**Your goal**: From the listing below, copy out every line where the word "layer" appears.
──────── Extracted records ────────
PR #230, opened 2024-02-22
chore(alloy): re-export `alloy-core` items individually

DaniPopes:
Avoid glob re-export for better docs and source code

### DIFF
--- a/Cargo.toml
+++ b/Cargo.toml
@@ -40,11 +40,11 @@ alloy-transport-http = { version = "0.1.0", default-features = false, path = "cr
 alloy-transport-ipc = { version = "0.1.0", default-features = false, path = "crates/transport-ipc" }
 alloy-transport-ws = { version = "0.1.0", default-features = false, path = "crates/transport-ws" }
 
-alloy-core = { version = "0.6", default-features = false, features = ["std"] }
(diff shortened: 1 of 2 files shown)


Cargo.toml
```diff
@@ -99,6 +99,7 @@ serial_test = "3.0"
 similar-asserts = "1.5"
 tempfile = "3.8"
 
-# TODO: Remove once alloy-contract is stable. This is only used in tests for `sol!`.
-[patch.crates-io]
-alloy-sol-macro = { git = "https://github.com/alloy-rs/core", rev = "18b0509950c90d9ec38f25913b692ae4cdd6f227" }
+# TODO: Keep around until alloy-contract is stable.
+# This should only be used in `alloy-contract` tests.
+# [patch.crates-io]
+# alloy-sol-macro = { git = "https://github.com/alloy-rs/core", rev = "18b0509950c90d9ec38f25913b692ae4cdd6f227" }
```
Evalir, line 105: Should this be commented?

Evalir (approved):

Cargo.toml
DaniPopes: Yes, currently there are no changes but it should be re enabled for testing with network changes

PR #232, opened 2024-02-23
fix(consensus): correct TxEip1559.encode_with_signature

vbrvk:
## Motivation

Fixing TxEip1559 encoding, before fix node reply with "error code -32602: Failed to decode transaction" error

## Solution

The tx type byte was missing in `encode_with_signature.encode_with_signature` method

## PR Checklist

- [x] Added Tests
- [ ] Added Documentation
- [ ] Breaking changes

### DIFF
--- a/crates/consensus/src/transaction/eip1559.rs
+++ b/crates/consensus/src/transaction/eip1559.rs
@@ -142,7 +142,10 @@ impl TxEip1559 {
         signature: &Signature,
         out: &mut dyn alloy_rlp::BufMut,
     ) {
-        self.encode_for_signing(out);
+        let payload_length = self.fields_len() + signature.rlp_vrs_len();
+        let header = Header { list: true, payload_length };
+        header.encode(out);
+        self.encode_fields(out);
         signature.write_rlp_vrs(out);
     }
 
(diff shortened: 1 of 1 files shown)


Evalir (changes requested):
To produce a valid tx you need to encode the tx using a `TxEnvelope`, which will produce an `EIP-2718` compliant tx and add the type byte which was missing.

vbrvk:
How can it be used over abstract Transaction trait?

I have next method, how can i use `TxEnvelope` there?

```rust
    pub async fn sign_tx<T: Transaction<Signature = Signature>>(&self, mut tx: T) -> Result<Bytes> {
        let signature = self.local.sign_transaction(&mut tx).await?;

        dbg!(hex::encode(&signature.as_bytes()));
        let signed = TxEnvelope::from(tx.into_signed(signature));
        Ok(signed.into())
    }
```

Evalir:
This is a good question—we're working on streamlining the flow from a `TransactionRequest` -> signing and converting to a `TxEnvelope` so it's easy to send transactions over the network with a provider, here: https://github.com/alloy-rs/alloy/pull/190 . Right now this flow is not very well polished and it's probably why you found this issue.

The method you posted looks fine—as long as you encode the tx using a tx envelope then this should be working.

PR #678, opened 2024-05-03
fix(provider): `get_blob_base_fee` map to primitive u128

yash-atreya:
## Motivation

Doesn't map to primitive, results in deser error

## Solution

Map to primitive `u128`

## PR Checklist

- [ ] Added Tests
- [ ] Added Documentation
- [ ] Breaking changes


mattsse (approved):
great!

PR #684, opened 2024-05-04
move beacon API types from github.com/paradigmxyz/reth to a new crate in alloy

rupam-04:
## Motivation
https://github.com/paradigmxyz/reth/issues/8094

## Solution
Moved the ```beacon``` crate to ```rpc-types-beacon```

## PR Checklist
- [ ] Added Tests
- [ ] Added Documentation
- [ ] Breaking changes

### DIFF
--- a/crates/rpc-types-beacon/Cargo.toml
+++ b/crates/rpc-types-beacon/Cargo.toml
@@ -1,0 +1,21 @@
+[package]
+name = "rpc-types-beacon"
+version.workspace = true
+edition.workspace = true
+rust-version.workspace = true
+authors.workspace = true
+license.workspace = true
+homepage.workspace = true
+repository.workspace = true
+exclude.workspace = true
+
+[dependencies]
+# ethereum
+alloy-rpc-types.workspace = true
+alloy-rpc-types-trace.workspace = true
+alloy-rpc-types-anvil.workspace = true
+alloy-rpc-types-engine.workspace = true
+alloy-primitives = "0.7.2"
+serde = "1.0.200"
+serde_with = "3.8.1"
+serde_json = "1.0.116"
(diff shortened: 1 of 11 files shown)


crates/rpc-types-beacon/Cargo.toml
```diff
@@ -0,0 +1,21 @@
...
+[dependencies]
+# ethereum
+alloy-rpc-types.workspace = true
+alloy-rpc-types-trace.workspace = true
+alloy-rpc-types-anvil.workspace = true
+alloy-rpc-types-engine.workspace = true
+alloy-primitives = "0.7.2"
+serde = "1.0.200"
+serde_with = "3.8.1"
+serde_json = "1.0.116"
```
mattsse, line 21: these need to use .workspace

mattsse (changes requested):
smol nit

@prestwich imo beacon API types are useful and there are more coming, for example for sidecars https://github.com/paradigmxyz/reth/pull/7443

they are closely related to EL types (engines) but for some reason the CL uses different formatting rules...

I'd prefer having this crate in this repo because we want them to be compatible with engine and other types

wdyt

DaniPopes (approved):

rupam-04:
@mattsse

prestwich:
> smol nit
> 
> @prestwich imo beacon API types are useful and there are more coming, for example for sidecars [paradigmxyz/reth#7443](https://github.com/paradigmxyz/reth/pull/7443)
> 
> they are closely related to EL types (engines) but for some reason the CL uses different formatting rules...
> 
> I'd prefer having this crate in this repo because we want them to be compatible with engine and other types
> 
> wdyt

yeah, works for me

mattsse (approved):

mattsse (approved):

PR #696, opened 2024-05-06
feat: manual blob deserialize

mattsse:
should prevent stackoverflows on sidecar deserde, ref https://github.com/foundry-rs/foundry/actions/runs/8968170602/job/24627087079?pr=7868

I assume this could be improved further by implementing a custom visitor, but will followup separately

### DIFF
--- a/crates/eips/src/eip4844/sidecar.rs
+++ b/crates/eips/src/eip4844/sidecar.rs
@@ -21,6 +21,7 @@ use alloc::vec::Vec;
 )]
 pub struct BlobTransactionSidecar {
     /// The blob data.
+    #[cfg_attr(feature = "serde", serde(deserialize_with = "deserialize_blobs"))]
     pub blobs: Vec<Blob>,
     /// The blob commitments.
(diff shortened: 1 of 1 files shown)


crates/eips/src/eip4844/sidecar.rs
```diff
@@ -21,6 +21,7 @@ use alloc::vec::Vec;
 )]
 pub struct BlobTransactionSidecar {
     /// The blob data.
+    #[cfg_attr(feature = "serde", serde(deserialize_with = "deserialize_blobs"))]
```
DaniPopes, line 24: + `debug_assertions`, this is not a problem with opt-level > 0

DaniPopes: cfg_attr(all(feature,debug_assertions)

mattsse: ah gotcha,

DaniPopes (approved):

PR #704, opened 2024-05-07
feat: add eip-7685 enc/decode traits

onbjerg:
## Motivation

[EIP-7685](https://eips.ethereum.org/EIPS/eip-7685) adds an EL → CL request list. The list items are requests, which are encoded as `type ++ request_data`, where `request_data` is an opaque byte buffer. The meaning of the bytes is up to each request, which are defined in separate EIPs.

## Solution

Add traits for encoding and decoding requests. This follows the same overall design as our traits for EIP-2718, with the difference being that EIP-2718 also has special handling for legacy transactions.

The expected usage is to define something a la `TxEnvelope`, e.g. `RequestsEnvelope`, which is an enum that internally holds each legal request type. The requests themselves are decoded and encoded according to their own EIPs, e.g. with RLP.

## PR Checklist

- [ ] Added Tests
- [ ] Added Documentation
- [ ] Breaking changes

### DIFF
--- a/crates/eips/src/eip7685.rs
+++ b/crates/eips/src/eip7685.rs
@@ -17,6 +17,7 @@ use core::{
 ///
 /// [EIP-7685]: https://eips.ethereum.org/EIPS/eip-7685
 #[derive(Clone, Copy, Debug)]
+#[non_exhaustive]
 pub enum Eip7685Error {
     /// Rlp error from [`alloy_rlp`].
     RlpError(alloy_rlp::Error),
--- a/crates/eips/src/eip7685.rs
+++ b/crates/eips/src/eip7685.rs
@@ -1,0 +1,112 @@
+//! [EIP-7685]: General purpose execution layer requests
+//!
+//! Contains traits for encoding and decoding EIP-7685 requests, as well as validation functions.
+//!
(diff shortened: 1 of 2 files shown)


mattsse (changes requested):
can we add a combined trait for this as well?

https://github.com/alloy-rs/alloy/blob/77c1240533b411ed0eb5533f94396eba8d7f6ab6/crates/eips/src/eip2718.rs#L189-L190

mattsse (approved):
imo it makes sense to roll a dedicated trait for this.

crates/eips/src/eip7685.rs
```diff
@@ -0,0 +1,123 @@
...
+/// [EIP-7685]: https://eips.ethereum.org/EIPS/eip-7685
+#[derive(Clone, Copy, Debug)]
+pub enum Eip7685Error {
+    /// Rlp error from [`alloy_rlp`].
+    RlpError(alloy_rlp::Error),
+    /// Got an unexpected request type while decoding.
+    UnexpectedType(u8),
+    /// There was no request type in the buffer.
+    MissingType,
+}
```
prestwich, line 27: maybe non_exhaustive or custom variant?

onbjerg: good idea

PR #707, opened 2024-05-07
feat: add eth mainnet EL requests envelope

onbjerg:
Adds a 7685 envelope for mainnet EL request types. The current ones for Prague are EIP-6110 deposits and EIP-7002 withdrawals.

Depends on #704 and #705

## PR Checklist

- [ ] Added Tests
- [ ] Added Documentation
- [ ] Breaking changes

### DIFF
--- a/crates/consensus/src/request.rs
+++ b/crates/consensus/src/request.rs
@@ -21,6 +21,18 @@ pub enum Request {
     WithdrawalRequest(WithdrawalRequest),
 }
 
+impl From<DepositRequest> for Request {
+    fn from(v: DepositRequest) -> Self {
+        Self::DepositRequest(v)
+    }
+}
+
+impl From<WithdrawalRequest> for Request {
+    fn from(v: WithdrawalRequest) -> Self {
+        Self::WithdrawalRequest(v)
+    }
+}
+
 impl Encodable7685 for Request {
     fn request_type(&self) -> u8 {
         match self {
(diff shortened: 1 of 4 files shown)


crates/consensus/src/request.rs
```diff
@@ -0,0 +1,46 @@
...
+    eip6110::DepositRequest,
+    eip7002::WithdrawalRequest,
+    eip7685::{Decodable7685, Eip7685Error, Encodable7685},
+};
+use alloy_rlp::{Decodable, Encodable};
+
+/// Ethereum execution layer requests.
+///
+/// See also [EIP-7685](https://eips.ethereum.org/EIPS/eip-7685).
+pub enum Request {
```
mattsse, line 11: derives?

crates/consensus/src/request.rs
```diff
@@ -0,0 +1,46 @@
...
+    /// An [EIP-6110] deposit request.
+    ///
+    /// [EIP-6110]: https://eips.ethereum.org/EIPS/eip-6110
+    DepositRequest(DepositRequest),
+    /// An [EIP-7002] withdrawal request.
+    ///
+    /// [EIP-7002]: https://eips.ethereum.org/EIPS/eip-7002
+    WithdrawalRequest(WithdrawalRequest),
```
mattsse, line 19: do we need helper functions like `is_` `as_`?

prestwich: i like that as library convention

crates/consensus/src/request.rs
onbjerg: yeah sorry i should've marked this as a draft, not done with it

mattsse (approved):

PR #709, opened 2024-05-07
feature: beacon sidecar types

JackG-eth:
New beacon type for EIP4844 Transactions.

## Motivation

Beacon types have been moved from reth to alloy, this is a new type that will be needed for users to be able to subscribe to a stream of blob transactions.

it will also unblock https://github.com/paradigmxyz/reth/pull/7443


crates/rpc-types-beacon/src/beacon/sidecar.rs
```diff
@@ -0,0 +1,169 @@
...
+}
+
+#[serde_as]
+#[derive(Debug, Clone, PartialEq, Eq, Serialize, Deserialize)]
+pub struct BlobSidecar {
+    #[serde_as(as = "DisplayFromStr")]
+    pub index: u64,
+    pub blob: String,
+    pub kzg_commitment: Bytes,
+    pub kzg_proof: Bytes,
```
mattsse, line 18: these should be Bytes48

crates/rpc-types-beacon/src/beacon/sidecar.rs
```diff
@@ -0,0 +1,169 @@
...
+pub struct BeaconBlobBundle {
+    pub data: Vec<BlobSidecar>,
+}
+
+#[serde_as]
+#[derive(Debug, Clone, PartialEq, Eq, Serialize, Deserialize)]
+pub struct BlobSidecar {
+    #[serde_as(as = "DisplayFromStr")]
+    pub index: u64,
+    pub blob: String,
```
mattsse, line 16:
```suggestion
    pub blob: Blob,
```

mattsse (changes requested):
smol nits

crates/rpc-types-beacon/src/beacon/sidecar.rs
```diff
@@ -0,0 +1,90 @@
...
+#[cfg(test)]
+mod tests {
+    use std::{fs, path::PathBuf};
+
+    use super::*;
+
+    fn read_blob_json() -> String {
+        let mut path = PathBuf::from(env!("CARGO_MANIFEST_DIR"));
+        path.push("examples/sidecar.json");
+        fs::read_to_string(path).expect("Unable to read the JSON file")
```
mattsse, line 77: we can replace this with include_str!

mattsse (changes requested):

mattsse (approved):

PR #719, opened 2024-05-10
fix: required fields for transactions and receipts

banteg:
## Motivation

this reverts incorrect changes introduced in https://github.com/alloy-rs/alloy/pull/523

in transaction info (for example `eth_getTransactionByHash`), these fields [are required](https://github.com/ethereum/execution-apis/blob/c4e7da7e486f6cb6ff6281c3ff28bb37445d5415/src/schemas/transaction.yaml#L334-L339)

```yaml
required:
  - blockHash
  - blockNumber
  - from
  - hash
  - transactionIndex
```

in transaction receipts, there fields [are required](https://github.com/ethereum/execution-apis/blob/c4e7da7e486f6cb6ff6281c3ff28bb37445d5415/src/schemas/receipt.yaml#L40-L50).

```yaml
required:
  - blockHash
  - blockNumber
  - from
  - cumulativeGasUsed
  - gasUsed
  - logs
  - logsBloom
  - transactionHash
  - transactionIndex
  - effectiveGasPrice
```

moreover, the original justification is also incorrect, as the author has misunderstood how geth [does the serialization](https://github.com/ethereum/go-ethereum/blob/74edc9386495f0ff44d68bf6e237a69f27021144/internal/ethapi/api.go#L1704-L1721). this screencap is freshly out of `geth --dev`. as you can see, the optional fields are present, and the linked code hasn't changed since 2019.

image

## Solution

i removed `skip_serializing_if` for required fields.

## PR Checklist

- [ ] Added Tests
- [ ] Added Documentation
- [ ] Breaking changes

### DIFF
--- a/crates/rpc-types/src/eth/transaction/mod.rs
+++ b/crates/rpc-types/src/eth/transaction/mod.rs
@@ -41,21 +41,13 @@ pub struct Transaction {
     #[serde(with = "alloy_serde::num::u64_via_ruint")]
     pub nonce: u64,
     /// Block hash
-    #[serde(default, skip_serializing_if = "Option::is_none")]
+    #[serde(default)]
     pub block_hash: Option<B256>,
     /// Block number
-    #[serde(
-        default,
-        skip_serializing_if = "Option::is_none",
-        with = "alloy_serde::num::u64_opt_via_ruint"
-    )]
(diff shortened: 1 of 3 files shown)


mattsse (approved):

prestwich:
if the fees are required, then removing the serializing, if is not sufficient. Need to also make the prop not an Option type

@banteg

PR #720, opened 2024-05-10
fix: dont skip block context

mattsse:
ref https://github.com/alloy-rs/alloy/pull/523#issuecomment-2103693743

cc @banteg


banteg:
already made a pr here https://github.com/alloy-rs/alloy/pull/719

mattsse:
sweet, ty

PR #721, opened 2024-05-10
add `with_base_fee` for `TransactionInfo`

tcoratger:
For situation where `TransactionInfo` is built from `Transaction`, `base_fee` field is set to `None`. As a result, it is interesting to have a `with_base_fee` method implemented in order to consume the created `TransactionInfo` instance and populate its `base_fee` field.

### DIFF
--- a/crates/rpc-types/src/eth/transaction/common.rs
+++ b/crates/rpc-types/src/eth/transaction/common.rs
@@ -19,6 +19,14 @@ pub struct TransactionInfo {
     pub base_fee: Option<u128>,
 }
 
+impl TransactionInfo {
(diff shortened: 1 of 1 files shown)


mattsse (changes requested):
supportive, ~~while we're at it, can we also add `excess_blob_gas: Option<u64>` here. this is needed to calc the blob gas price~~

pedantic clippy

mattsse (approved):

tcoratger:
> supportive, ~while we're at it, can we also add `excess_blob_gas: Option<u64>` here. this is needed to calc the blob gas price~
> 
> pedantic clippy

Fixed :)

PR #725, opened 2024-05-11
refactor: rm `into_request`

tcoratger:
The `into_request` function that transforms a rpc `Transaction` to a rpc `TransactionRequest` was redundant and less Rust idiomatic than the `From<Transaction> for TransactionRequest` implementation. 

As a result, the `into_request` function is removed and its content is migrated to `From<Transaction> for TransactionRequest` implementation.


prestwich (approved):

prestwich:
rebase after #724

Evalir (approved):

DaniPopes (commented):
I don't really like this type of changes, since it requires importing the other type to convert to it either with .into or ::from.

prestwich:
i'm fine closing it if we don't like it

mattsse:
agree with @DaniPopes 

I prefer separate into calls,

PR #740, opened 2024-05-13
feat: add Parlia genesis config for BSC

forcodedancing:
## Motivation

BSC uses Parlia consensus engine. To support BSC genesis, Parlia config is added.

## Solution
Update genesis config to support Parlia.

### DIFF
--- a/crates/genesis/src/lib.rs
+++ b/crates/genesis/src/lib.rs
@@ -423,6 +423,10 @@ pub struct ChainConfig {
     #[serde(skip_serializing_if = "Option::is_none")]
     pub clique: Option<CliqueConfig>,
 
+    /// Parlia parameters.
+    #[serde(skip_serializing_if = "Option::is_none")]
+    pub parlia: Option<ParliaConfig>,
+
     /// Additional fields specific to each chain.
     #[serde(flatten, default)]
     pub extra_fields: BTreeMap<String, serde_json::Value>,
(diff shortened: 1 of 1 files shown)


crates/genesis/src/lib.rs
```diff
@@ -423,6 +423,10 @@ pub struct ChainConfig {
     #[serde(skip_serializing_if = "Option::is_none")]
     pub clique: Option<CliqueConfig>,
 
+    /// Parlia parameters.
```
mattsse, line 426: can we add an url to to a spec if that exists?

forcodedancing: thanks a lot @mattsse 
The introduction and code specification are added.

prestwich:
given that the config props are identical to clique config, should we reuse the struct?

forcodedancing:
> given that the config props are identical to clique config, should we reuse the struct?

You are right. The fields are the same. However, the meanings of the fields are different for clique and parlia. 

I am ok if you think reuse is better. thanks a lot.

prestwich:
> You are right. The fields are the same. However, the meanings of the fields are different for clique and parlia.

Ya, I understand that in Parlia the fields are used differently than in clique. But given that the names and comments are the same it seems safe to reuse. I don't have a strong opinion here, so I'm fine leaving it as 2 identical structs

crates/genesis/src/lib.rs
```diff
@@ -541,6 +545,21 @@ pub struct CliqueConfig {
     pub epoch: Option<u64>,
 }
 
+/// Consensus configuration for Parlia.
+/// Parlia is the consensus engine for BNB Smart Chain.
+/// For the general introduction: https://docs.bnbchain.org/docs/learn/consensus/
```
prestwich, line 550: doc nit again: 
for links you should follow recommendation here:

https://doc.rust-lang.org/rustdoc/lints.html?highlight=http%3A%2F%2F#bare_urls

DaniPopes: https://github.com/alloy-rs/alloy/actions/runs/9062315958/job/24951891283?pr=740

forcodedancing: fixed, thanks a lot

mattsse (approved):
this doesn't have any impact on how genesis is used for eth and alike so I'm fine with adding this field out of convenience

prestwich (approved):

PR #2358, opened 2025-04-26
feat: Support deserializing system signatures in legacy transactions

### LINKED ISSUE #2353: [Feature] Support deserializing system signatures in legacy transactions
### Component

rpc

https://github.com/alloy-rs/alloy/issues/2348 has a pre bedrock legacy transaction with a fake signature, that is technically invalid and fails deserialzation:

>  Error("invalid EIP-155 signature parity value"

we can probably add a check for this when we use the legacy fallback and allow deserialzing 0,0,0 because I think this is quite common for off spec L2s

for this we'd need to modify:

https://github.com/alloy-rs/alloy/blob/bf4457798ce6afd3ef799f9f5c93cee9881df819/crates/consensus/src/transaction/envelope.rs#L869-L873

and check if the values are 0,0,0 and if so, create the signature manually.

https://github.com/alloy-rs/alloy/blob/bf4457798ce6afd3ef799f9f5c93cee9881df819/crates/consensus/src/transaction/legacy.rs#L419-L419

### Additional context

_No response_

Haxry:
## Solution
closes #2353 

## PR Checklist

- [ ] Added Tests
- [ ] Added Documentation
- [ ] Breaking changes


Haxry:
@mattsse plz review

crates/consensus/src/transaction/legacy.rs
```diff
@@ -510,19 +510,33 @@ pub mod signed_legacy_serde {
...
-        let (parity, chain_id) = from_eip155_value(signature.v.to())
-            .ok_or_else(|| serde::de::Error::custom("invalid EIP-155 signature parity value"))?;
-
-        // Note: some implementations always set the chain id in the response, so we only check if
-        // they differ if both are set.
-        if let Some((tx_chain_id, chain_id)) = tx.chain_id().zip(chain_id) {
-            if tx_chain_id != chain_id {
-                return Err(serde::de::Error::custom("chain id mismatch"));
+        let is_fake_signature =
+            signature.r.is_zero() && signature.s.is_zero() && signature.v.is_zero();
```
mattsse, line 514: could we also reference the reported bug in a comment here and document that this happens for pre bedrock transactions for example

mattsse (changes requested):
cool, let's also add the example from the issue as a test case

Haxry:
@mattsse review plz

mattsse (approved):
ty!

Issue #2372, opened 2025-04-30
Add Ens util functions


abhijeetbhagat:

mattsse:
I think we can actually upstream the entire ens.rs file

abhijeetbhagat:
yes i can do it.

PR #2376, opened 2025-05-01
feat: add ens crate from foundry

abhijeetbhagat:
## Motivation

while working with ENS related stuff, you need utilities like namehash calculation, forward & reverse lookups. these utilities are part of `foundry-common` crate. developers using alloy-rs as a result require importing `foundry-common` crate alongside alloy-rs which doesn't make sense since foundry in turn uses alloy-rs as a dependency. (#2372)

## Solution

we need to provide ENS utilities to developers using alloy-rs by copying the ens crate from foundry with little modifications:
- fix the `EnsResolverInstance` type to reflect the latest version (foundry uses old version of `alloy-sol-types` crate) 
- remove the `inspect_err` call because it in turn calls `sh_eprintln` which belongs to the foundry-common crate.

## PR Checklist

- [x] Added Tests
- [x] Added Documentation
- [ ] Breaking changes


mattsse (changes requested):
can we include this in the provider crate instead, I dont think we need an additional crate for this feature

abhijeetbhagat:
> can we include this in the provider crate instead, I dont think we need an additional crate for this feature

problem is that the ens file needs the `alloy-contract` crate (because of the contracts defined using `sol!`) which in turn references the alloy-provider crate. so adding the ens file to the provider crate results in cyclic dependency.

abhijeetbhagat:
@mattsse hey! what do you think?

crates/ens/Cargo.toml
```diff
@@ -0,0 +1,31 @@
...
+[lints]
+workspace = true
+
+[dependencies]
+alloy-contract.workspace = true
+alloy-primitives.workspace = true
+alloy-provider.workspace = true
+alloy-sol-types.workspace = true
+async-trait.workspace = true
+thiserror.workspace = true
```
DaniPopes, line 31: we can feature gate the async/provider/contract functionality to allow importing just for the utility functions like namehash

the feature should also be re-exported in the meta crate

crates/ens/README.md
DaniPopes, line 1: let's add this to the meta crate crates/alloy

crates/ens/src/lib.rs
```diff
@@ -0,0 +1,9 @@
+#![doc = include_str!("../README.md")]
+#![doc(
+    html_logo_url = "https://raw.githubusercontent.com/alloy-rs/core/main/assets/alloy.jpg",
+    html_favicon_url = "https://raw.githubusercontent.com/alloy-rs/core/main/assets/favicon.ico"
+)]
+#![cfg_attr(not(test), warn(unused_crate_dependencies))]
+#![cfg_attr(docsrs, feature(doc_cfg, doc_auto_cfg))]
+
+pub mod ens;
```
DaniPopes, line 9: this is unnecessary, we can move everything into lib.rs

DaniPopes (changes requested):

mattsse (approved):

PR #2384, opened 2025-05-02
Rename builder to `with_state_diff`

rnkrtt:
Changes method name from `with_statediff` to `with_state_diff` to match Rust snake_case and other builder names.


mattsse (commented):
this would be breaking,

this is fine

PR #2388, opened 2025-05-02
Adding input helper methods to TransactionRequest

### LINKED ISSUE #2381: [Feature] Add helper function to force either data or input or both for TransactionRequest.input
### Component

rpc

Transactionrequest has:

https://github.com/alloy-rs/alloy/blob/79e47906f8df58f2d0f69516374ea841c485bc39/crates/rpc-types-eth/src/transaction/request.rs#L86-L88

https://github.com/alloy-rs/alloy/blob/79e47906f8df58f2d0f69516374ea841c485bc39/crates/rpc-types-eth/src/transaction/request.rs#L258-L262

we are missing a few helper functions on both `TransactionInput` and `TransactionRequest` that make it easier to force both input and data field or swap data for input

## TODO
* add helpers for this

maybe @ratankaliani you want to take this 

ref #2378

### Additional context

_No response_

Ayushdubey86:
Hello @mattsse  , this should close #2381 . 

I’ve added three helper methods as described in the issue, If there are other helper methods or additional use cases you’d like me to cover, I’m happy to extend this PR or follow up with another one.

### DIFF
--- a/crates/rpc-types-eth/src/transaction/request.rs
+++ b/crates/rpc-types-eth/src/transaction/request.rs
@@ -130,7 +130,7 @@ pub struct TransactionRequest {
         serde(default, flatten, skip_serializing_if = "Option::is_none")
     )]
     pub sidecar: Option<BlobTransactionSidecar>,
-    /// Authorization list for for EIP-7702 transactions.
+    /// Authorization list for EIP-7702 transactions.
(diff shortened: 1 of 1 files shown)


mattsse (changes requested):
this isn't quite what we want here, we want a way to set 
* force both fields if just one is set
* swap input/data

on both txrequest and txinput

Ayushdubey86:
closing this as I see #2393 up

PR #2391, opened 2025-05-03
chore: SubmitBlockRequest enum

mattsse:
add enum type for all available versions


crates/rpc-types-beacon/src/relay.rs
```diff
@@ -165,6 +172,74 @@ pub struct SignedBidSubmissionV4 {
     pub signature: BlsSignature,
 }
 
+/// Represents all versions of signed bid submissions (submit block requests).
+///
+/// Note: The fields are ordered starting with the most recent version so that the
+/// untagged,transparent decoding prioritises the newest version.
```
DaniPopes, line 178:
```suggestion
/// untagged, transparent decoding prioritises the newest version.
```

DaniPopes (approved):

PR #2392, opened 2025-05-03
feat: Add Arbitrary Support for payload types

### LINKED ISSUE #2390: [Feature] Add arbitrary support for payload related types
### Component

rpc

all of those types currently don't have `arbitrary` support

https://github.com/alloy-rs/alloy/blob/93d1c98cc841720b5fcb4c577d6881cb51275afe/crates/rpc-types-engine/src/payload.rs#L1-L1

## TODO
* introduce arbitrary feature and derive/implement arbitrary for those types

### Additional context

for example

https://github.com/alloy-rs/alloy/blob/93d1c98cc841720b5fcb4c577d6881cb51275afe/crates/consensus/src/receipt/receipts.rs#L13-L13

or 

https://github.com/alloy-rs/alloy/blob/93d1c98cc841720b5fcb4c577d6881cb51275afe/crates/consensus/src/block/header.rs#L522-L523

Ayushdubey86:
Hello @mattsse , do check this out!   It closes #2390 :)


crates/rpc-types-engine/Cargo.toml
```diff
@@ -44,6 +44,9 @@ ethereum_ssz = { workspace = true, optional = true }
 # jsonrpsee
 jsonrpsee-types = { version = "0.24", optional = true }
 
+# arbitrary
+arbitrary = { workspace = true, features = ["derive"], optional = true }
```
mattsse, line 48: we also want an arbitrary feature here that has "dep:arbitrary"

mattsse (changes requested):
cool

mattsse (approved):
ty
────────
**Solution below**:
+//! [EIP-7685]: General purpose execution layer requests
+/// Ethereum execution layer requests.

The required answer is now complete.